TASK BRIEF
Lines to restate from the data below: from the one containing "PR #2518, opened 2026-02-19" to the one containing "-437,10 +437,12 @@", both included. Give them again exactly, and only them.

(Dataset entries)
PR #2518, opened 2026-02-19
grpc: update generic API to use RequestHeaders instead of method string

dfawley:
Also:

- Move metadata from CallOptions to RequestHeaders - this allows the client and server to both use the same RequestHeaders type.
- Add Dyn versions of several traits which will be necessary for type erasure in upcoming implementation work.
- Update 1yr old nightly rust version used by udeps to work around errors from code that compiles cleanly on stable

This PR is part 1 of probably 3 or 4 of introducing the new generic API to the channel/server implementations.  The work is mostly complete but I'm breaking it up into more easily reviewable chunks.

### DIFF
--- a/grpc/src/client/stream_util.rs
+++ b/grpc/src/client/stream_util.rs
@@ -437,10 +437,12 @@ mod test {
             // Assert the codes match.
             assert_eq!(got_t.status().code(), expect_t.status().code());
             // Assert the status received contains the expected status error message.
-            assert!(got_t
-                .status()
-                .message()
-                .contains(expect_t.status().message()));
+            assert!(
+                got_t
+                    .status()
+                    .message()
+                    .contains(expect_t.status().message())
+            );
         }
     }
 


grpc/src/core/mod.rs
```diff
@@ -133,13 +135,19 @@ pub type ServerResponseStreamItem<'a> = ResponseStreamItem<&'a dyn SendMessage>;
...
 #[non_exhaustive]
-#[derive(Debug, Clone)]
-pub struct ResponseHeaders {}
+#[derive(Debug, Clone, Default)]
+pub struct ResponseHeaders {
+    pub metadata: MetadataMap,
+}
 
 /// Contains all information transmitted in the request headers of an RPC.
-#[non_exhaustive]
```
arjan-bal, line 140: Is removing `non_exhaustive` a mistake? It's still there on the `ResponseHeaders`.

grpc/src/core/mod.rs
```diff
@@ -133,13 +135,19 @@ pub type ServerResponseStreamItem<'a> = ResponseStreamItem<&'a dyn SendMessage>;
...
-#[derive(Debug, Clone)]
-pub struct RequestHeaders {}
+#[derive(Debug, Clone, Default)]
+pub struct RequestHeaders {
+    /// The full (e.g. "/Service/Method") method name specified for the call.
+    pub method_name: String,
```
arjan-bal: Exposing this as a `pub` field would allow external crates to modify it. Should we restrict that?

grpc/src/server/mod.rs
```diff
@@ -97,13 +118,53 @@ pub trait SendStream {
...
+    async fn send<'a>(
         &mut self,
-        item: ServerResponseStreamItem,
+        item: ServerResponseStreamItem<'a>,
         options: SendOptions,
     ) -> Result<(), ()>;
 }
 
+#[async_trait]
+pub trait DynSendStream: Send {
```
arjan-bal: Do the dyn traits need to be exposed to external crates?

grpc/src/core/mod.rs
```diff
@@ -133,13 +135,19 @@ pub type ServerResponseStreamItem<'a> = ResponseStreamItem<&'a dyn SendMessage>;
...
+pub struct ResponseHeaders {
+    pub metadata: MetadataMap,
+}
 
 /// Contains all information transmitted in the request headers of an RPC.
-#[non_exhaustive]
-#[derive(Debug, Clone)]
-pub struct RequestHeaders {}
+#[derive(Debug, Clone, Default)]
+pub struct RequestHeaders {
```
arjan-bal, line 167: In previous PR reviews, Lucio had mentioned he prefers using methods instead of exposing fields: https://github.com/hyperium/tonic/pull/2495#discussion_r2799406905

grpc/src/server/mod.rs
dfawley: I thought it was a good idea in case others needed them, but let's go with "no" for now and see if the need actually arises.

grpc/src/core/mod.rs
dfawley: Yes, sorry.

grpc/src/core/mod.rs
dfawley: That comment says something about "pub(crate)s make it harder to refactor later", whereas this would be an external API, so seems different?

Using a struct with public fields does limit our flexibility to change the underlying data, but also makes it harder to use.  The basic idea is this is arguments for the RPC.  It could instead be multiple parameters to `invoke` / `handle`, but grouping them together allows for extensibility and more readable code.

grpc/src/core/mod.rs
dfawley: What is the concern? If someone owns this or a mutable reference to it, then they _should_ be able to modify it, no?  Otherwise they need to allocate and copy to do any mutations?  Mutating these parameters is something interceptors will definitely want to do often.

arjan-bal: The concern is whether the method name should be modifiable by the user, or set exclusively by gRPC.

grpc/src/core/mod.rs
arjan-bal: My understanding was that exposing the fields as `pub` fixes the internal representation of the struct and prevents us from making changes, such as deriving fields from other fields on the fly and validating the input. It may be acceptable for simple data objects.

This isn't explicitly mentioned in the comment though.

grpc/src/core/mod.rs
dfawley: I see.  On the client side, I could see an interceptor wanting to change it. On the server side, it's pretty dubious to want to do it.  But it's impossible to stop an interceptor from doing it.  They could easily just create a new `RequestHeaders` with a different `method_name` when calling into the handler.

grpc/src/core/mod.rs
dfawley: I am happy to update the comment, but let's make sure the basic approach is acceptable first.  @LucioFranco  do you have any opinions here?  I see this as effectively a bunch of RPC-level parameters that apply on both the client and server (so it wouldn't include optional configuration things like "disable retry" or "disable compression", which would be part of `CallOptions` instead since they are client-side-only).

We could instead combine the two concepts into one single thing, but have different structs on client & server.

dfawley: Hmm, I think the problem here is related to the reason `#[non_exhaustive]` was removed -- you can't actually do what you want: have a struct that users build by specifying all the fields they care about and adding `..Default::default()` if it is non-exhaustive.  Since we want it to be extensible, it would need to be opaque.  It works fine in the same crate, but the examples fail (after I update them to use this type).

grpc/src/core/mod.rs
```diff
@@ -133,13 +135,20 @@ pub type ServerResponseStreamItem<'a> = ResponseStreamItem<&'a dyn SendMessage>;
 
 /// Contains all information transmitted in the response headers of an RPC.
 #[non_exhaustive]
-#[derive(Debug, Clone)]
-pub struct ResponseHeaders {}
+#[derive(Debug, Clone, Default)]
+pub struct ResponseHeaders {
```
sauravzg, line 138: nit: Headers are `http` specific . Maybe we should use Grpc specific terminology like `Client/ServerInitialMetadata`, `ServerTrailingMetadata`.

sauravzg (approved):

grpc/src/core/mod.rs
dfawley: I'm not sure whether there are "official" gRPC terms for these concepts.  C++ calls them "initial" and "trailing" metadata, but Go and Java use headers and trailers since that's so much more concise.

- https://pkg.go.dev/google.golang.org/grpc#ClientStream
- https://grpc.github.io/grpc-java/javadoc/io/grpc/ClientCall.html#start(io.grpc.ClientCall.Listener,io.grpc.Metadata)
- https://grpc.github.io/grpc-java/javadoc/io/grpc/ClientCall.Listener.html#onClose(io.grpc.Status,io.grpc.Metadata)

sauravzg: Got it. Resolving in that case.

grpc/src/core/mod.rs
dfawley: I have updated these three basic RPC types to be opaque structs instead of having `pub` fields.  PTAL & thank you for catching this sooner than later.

...

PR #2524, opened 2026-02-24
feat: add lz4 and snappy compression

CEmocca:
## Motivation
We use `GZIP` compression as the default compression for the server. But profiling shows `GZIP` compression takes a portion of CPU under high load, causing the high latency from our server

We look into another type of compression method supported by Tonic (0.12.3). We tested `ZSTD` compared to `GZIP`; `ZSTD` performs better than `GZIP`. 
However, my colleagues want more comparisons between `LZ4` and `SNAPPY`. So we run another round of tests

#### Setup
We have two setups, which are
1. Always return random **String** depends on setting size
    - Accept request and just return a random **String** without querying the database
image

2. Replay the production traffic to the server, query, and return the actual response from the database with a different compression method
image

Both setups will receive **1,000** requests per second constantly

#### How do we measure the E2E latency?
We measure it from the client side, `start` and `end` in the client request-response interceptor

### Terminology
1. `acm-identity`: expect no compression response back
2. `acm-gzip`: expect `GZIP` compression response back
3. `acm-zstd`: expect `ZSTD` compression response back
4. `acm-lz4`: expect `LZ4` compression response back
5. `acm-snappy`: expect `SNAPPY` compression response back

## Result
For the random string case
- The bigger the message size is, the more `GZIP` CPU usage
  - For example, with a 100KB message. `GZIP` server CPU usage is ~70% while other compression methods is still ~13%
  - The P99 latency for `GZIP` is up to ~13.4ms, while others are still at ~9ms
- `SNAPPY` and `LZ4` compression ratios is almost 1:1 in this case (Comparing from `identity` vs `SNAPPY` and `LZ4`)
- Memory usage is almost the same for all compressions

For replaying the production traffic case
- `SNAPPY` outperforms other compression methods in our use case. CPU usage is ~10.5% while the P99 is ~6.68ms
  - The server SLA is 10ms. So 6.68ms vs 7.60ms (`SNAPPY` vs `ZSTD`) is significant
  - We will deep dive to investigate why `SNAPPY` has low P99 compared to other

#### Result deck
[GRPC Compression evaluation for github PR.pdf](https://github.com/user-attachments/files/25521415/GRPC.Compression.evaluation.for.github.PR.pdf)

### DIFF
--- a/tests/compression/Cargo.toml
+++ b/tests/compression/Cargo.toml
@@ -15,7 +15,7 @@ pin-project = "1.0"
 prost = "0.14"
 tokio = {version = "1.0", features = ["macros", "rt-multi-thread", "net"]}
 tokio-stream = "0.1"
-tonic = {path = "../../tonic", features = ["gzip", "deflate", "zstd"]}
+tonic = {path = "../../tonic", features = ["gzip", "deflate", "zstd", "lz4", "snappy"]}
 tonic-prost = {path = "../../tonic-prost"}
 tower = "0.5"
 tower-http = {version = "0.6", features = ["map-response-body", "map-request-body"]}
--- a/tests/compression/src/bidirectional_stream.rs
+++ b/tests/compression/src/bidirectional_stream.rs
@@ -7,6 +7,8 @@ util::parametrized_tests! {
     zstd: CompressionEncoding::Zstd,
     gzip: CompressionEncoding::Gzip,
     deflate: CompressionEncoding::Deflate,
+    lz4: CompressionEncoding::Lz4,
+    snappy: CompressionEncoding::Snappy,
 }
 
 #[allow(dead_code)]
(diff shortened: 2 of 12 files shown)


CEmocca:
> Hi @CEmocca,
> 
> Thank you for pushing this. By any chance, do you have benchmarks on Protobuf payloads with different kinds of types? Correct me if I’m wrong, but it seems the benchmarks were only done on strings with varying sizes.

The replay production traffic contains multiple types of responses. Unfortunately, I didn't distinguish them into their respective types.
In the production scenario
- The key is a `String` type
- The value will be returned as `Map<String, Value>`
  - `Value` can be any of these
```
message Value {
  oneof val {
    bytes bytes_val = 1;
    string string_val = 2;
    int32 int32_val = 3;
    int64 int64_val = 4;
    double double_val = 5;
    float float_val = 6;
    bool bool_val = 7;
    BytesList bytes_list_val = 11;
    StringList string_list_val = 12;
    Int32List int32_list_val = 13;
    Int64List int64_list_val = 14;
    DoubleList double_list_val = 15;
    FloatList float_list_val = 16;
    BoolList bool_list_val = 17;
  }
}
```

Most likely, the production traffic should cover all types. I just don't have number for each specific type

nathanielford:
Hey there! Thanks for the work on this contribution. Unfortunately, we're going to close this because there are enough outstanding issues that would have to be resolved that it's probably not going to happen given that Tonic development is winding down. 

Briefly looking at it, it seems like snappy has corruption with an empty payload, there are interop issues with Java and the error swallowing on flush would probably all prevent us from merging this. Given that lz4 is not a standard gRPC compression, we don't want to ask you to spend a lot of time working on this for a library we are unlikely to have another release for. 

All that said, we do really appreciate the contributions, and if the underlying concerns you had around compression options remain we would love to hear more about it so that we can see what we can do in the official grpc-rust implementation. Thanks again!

EXERCISE OUTPUT
PR #2518, opened 2026-02-19
grpc: update generic API to use RequestHeaders instead of method string

dfawley:
Also:

- Move metadata from CallOptions to RequestHeaders - this allows the client and server to both use the same RequestHeaders type.
- Add Dyn versions of several traits which will be necessary for type erasure in upcoming implementation work.
- Update 1yr old nightly rust version used by udeps to work around errors from code that compiles cleanly on stable

This PR is part 1 of probably 3 or 4 of introducing the new generic API to the channel/server implementations.  The work is mostly complete but I'm breaking it up into more easily reviewable chunks.

### DIFF
--- a/grpc/src/client/stream_util.rs
+++ b/grpc/src/client/stream_util.rs
@@ -437,10 +437,12 @@ mod test {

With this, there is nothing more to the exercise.